Exercise directions -
Below are some records. Return exactly the lines from the one with "PR #2607, opened 2024-02-21" to the one with "even there own.", and nothing else.

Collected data
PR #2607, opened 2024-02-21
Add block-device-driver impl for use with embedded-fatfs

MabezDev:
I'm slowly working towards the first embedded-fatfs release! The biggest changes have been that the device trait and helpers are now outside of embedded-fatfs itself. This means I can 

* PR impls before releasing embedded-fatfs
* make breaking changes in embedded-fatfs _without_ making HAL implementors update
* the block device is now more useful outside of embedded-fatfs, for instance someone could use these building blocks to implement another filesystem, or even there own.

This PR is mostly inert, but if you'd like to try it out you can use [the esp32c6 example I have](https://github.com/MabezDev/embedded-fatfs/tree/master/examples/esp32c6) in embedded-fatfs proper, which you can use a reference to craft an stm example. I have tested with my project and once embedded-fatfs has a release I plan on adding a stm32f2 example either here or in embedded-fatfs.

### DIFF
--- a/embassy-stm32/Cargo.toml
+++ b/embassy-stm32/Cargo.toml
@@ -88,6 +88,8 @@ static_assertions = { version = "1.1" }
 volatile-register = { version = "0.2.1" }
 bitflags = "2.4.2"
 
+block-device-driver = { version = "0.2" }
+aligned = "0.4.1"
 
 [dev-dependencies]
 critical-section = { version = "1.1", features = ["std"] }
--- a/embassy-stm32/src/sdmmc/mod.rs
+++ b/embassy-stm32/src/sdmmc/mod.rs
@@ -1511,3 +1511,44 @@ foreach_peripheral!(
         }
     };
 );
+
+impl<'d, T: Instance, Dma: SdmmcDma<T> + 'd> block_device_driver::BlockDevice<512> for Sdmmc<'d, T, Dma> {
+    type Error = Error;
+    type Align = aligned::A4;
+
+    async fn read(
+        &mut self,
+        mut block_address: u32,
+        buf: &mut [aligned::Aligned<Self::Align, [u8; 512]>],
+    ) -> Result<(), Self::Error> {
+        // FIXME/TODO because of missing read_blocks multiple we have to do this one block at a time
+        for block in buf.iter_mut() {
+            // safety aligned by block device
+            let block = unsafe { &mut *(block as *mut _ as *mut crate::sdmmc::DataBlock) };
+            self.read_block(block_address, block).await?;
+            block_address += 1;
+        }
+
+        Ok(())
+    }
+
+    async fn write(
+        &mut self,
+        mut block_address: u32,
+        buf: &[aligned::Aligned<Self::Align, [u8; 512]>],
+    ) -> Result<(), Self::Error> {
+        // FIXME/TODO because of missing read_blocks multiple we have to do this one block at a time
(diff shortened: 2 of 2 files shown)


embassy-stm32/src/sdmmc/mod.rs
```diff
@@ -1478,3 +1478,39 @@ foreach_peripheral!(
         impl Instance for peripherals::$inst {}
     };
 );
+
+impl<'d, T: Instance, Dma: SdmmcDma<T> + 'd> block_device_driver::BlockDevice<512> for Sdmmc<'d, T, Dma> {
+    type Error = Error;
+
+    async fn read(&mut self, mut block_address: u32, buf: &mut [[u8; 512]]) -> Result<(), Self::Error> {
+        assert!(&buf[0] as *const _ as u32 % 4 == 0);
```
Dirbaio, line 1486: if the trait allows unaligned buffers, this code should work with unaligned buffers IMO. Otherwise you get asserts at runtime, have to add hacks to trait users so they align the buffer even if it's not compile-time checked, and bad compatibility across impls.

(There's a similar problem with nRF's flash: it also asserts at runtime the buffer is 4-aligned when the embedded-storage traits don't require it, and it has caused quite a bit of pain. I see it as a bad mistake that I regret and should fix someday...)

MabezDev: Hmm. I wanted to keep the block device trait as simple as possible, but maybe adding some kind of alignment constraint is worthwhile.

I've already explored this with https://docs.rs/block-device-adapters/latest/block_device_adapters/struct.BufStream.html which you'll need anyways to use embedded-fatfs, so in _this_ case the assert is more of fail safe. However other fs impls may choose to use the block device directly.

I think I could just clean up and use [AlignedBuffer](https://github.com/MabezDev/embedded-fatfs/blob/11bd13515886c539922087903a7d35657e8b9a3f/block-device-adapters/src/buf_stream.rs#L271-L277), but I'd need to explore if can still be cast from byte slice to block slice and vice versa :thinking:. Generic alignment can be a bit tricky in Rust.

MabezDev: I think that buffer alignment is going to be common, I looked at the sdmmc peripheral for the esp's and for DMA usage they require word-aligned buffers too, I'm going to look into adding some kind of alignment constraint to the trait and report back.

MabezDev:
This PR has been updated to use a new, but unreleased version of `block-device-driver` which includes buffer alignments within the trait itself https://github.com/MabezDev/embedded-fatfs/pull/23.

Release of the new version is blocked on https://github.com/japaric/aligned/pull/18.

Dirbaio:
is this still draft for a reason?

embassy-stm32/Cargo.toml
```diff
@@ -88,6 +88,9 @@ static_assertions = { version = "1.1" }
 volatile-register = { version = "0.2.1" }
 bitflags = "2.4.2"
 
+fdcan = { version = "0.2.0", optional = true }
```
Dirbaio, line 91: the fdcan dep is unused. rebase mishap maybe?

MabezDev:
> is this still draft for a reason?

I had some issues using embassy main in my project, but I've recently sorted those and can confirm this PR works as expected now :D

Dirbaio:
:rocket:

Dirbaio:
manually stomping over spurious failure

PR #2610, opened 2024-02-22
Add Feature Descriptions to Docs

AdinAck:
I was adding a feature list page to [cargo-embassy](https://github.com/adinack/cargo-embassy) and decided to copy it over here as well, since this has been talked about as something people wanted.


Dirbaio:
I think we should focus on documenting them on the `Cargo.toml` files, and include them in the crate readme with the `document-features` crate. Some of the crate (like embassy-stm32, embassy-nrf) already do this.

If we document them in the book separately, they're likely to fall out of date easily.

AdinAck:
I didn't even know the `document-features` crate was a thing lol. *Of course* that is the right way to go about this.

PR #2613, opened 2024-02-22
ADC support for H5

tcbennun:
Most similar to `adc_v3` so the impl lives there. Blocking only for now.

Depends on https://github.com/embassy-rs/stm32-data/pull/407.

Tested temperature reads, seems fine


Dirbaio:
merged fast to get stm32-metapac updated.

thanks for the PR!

--

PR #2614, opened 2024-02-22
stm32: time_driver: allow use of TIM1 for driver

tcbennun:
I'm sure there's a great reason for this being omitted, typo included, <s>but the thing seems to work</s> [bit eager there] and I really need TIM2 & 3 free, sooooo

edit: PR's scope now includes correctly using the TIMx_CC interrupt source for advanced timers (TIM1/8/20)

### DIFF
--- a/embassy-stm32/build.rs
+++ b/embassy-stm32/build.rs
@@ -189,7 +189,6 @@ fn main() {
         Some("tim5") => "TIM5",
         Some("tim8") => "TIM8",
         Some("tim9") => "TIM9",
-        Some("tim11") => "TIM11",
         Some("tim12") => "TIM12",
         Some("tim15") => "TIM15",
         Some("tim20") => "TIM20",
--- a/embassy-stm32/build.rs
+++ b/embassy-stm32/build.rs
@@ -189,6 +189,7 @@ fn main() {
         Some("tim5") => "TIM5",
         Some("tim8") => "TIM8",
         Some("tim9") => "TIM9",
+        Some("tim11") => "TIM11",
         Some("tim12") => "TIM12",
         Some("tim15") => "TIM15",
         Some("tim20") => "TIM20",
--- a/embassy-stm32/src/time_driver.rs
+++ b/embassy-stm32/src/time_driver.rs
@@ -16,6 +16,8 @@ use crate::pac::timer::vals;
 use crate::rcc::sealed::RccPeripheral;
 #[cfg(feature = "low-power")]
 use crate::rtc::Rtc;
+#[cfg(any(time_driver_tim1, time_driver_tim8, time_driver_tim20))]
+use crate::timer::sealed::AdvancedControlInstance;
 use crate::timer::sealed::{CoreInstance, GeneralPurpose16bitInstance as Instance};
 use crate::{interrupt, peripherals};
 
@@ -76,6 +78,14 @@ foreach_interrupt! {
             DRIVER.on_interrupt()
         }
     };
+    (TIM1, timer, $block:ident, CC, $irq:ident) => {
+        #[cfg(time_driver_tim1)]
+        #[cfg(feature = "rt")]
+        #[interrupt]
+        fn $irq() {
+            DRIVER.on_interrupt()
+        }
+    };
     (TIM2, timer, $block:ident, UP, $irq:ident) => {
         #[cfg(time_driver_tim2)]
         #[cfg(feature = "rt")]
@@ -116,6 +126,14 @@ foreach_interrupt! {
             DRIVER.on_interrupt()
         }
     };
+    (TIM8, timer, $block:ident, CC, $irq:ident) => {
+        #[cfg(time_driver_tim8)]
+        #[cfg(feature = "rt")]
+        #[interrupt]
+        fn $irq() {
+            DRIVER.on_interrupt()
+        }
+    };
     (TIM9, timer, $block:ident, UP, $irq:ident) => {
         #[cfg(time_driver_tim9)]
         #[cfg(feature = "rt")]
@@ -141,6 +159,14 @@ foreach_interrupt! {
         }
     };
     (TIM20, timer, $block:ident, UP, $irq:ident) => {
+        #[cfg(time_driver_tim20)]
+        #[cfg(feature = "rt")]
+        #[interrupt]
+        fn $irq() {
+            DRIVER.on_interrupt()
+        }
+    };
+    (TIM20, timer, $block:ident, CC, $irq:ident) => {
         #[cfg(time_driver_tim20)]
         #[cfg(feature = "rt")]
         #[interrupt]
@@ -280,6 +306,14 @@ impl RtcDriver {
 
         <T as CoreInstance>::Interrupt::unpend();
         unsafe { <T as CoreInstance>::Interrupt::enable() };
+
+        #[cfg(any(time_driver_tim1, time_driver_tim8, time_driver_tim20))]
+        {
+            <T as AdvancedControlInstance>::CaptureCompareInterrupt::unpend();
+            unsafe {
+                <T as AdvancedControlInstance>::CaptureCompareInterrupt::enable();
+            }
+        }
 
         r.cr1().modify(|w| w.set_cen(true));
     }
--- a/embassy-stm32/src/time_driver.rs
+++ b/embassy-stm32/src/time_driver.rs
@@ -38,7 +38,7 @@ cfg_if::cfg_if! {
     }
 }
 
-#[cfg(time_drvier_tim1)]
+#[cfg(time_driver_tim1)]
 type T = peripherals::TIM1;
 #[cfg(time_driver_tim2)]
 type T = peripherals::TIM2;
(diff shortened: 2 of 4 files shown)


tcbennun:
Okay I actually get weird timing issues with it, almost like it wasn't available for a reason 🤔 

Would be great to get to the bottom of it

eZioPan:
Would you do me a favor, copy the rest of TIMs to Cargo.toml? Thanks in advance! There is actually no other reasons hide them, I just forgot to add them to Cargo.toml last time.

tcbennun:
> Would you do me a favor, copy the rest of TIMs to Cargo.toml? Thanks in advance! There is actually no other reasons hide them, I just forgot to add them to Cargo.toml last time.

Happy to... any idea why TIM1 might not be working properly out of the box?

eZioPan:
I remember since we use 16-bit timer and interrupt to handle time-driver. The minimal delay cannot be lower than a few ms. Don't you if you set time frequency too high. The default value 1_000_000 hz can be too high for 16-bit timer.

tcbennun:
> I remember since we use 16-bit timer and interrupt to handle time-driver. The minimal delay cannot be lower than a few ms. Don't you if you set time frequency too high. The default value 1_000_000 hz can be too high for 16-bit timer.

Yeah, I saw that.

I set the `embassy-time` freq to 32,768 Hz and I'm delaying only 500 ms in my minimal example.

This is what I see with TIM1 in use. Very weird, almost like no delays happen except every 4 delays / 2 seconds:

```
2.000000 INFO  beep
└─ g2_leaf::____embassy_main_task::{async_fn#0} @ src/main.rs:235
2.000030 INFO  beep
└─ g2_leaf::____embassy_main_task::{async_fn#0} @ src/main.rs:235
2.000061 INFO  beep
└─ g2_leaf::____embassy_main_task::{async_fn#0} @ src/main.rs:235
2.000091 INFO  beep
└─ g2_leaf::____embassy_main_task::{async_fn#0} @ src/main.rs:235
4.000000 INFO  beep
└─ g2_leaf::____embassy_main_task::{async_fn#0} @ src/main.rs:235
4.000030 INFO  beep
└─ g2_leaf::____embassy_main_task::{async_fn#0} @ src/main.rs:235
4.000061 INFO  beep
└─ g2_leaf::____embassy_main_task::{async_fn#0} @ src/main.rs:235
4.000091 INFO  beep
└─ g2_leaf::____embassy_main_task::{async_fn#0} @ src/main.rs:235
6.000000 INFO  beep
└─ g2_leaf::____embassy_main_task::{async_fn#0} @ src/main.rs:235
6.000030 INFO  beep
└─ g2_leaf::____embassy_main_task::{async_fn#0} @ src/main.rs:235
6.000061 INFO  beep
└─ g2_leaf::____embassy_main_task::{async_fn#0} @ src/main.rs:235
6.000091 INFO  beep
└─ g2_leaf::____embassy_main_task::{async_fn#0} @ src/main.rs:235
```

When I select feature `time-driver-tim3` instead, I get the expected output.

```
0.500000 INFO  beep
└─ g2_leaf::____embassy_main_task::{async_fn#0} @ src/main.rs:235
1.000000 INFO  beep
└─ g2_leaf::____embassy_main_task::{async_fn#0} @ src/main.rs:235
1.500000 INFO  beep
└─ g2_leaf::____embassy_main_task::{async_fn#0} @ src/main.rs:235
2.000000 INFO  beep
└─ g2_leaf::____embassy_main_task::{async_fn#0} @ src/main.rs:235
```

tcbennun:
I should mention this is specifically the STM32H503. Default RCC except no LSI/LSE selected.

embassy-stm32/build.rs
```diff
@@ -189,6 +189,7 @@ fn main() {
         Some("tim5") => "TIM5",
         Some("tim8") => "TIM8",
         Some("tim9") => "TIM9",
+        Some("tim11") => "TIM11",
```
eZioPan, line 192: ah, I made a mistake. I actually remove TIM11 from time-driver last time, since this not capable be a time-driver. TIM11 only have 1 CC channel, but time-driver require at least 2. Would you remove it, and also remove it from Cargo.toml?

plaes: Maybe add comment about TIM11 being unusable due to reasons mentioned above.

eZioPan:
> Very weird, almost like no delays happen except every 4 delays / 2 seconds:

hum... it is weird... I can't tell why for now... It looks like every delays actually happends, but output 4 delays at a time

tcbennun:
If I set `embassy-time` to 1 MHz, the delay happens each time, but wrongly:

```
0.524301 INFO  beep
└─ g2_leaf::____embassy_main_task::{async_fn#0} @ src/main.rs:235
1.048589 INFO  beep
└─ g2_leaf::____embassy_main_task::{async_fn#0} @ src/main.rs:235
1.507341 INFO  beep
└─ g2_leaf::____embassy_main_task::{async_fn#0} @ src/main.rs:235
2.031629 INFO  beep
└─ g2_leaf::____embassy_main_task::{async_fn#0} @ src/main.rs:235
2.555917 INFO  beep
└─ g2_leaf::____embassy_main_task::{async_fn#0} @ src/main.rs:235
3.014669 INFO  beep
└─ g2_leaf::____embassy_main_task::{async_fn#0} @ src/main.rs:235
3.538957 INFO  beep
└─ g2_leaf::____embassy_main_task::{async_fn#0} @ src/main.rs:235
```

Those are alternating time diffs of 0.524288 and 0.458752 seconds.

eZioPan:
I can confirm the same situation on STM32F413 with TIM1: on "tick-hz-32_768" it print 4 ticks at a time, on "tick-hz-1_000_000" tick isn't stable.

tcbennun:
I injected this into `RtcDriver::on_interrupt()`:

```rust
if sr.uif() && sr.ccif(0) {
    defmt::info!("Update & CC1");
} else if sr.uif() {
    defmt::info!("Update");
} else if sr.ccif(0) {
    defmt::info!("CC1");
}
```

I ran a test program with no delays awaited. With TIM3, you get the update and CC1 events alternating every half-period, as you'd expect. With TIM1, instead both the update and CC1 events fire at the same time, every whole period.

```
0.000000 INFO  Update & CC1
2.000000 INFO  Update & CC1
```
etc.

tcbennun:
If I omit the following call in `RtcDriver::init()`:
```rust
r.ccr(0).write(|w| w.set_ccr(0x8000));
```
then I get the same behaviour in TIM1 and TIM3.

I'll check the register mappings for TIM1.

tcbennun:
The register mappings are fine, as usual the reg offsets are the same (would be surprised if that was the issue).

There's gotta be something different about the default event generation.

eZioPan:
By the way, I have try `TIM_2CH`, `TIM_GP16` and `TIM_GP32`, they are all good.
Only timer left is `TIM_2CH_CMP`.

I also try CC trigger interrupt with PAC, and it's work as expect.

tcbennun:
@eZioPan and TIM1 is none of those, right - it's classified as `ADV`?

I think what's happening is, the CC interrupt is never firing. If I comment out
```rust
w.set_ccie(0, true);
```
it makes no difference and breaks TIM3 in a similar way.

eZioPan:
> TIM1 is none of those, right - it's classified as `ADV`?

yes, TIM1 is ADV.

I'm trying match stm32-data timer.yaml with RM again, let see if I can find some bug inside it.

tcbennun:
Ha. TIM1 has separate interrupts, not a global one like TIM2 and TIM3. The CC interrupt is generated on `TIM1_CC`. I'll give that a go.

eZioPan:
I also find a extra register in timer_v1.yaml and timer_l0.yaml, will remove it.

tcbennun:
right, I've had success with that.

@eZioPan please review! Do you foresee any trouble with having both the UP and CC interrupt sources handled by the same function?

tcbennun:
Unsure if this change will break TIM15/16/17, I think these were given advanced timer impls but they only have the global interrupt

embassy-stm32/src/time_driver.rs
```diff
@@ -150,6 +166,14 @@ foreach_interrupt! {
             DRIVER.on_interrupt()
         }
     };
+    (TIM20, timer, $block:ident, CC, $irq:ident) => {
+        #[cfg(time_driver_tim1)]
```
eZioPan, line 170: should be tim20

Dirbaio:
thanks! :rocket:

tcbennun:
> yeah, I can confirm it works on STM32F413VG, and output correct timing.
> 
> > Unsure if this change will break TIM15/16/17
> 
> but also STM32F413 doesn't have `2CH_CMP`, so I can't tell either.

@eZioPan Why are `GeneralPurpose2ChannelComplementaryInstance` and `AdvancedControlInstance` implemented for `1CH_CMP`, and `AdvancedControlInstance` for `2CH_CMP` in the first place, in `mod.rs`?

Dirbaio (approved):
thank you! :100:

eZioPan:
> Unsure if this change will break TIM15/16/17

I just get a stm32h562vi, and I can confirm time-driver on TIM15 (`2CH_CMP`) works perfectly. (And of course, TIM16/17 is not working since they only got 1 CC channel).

Written answer -
PR #2607, opened 2024-02-21
Add block-device-driver impl for use with embedded-fatfs

MabezDev:
I'm slowly working towards the first embedded-fatfs release! The biggest changes have been that the device trait and helpers are now outside of embedded-fatfs itself. This means I can 

* PR impls before releasing embedded-fatfs
* make breaking changes in embedded-fatfs _without_ making HAL implementors update
* the block device is now more useful outside of embedded-fatfs, for instance someone could use these building blocks to implement another filesystem, or even there own.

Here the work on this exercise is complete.